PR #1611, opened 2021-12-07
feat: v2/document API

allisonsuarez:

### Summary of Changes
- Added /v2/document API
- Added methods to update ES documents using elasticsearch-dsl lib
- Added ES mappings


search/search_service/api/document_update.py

----

If a line in the records above contains the word "Added", count it, then give the total and nothing else.

3